PR #58, opened 2021-11-09
Fix shader guessing consistently failing to find all shader files

Morilli:
- also adds the new `.dx9sm3` extension. Might wanna consider combining all the hardcoded paths into a for() expression at this point..

### DIFF
--- a/cdragontoolbox/hashes.py
+++ b/cdragontoolbox/hashes.py
@@ -722,19 +722,12 @@ class GameHashGuesser(HashGuesser):
     def guess_shader_variants(self):
         """Guess different extension variants for shader files, e.g. ".glsl_100" """
 
-        shader_extensions = [f".{variant}s_{n}_0" for variant in "pv" for n in "23"]
-        shader_paths = [path for path in self.known.values() if any(extension in path for extension in shader_extensions)]
-        for path in shader_paths:
-            self.check(f"{path}.dx9")
-            self.check(f"{path}.dx9sm3")
-            self.check(f"{path}.dx11")
-            self.check(f"{path}.glsl")
-            self.check(f"{path}.metal")
-            self.check_iter(f"{path}.dx9_{n}" for n in range(0, 100000, 100))
-            self.check_iter(f"{path}.dx9sm3_{n}" for n in range(0, 100000, 100))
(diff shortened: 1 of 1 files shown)


Morilli:
Which "shared extension detection" do you mean here? This part?
```py
shader_paths = [path for path in self.known.values() if any(extension in path for extension in shader_extensions)]
```

benoitryder:
Yes. `shader_extensions` and the `any(...)` could be replaced by using a regexp.

Morilli:
Okay, have refactored a fair bit, and it works much better now imo.

cdragontoolbox/hashes.py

____

From the entries, copy every line in which the word "values" occurs.

# FINISHED EXERCISE
-        shader_paths = [path for path in self.known.values() if any(extension in path for extension in shader_extensions)]
shader_paths = [path for path in self.known.values() if any(extension in path for extension in shader_extensions)]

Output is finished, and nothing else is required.